Given the listing below, reproduce all of it exactly.

:: Data ::
>>>>
PR #1658, opened 2015-03-28
removed sqlserver rp registration

amarzavery:


yugangw-msft:
let me close this one, as i will submit a new one with deeper cleaning :-)

PR #1659, opened 2015-03-30
Do not register providers unless when they are indeed needed

yugangw-msft:
So I removed the old logic and now only register when a command needs it. We will suggest this to any partner teams when they on-board new commands.
This change did some more cleaning up. The old one is pretty bogus, and behaves random, because it does the registration even the current commands do not need it. So, 
1. For ARM providers such as "cleardb", I simply removed them from the registration list, because they will be covered when the deployment happens. 
2. For RDFE providers, sqlserver is removed from the list, because it is always registered. WebSite will be registered only when the client is created by related commands.

I also consolidated the way of how an azure client gets created. The current logic is unnecessary complicated, and inconsistent, for example some clients are created by subscription.js but more are done by "utils.js", worse, the "subscription.js" also delegates some to the "utils.js". For the sake of readability, my change addresses them:
1. Flatten the logic of creating the client. The "client creating" will only be handled at "utils.js", "subscription.js" no longer expose the api for creating
2. Delete parameters which were passed around, but actually never used, such as "log"
3. Fix the function name, particularly those ones with underscore in the naming but are actually public and used by external files.


lib/util/utils.js
```diff
@@ -59,27 +56,42 @@ exports.createClient = function (factoryOrName, credentials, endpoint) {
...
+                              subscription._createCredentials(), 
+                              subscription.resourceManagerEndpointUrl);
+}
 
-exports._createWebsiteClient = function (subscription, logger) {
-  return exports._createService('createWebSiteManagementClient', subscription, logger);
+//website provider might not be registered yet, so make sure register it
+exports.createWebsiteClient = function (subscription, callback) {
+  var client;
+  if (!subscription.registeredProviders.some(function (item) {
```
amarzavery: move detection logic inside subscription.js and rename "registerAsmProvider" to "ensureAsmProviderRegistration"

lib/util/utils.js
```diff
@@ -59,27 +56,42 @@ exports.createClient = function (factoryOrName, credentials, endpoint) {
...
-};
+function _createArmClient(factory, subscription) {
+  return exports.createClient(factory,
+                              subscription._createCredentials(), 
+                              subscription.resourceManagerEndpointUrl);
+}
 
-exports._createWebsiteClient = function (subscription, logger) {
-  return exports._createService('createWebSiteManagementClient', subscription, logger);
+//website provider might not be registered yet, so make sure register it
```
amarzavery: sure "to" register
<<<<
:: Worked solution ::
PR #1658, opened 2015-03-28
removed sqlserver rp registration

amarzavery:


yugangw-msft:
let me close this one, as i will submit a new one with deeper cleaning :-)

PR #1659, opened 2015-03-30
Do not register providers unless when they are indeed needed

yugangw-msft:
So I removed the old logic and now only register when a command needs it. We will suggest this to any partner teams when they on-board new commands.
This change did some more cleaning up. The old one is pretty bogus, and behaves random, because it does the registration even the current commands do not need it. So, 
1. For ARM providers such as "cleardb", I simply removed them from the registration list, because they will be covered when the deployment happens. 
2. For RDFE providers, sqlserver is removed from the list, because it is always registered. WebSite will be registered only when the client is created by related commands.

I also consolidated the way of how an azure client gets created. The current logic is unnecessary complicated, and inconsistent, for example some clients are created by subscription.js but more are done by "utils.js", worse, the "subscription.js" also delegates some to the "utils.js". For the sake of readability, my change addresses them:
1. Flatten the logic of creating the client. The "client creating" will only be handled at "utils.js", "subscription.js" no longer expose the api for creating
2. Delete parameters which were passed around, but actually never used, such as "log"
3. Fix the function name, particularly those ones with underscore in the naming but are actually public and used by external files.


lib/util/utils.js
```diff
@@ -59,27 +56,42 @@ exports.createClient = function (factoryOrName, credentials, endpoint) {
...
+                              subscription._createCredentials(), 
+                              subscription.resourceManagerEndpointUrl);
+}
 
-exports._createWebsiteClient = function (subscription, logger) {
-  return exports._createService('createWebSiteManagementClient', subscription, logger);
+//website provider might not be registered yet, so make sure register it
+exports.createWebsiteClient = function (subscription, callback) {
+  var client;
+  if (!subscription.registeredProviders.some(function (item) {
```
amarzavery: move detection logic inside subscription.js and rename "registerAsmProvider" to "ensureAsmProviderRegistration"

lib/util/utils.js
```diff
@@ -59,27 +56,42 @@ exports.createClient = function (factoryOrName, credentials, endpoint) {
...
-};
+function _createArmClient(factory, subscription) {
+  return exports.createClient(factory,
+                              subscription._createCredentials(), 
+                              subscription.resourceManagerEndpointUrl);
+}
 
-exports._createWebsiteClient = function (subscription, logger) {
-  return exports._createService('createWebSiteManagementClient', subscription, logger);
+//website provider might not be registered yet, so make sure register it
```
amarzavery: sure "to" register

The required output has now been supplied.